### What the task asks
In the data below, one line contains "PR #244, opened 2018-03-21" and a later one contains "### LINKED ISSUE #243: Handle". Print both, with every line between them, exactly and alone.

*** Opening of Source data ***

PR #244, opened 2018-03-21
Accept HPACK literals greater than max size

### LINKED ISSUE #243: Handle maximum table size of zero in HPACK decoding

*** Close of Source data ***
*** Opening of Source data ***

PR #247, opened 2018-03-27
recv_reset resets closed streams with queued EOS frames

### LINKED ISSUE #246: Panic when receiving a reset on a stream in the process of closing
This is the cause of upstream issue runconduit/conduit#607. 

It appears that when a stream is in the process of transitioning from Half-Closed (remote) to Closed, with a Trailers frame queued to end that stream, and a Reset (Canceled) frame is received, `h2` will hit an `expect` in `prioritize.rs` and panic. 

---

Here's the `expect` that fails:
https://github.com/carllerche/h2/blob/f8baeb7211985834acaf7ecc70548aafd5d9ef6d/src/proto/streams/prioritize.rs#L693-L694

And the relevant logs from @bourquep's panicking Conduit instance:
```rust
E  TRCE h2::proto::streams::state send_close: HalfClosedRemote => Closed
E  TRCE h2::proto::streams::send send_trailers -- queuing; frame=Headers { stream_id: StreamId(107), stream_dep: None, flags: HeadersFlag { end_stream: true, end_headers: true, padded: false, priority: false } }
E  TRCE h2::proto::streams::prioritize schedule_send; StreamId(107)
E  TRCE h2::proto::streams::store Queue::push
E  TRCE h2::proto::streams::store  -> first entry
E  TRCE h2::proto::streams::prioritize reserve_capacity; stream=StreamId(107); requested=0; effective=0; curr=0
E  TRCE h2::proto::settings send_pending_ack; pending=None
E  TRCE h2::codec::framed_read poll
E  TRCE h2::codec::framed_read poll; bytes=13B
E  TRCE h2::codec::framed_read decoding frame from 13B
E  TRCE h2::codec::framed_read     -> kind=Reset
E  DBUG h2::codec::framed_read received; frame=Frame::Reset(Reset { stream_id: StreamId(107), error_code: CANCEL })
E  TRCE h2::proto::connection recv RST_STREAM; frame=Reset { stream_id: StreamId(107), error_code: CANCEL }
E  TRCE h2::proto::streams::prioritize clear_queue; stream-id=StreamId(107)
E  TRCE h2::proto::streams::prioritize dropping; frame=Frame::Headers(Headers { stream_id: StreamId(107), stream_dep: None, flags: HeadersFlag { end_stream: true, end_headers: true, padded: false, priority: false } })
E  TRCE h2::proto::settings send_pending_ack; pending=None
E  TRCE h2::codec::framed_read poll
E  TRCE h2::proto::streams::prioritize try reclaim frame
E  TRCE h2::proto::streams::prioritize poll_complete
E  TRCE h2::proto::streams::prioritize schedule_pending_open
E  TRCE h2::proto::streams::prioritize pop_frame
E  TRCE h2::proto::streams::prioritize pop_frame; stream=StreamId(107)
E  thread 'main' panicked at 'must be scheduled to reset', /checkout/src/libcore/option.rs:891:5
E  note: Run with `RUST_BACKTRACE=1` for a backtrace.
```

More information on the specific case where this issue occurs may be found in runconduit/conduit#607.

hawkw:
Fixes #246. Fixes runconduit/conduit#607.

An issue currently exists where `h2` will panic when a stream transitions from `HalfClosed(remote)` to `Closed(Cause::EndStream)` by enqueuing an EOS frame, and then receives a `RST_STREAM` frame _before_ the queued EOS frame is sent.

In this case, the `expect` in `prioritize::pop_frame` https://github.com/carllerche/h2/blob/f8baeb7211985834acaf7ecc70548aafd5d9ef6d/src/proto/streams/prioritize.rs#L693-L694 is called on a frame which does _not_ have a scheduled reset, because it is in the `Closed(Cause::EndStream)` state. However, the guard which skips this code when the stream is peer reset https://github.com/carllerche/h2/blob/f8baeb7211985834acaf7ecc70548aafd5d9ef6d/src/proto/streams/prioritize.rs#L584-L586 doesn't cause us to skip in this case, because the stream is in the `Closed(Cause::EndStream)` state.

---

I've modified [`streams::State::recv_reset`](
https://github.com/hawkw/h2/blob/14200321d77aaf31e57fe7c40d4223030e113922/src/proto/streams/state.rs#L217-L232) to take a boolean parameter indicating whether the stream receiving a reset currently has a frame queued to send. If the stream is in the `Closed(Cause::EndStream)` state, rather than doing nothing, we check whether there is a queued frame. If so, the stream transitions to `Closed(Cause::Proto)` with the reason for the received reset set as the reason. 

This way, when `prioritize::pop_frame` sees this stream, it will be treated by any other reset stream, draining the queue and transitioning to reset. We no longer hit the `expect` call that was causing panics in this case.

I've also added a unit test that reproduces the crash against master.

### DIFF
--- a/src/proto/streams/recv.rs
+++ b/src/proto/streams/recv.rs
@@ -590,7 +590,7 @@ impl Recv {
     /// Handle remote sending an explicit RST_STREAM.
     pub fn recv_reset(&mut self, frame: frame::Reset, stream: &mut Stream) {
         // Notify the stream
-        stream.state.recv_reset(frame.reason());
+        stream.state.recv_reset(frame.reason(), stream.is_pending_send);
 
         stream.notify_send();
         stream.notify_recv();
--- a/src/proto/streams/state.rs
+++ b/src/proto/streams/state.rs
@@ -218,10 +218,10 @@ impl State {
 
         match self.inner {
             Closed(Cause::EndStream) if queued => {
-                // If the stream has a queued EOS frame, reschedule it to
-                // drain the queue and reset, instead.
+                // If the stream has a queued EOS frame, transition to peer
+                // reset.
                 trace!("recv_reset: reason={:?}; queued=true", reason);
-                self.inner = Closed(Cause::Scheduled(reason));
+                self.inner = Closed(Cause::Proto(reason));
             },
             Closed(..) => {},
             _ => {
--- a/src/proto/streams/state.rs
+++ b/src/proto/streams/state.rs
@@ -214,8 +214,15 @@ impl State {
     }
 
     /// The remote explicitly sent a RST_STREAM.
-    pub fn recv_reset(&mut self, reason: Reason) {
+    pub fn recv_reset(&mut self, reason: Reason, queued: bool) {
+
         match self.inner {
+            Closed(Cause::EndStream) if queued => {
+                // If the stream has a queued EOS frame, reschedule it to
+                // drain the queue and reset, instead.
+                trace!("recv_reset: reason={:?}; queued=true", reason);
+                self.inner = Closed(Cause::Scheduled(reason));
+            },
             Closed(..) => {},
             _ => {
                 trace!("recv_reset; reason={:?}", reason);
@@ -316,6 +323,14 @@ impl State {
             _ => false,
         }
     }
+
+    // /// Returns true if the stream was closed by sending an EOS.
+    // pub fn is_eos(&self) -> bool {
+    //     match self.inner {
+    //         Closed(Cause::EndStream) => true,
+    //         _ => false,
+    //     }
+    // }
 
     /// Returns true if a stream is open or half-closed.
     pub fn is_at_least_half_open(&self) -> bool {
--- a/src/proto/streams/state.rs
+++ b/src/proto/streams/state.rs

*** Close of Source data ***

### Output of the task
PR #244, opened 2018-03-21
Accept HPACK literals greater than max size

### LINKED ISSUE #243: Handle maximum table size of zero in HPACK decoding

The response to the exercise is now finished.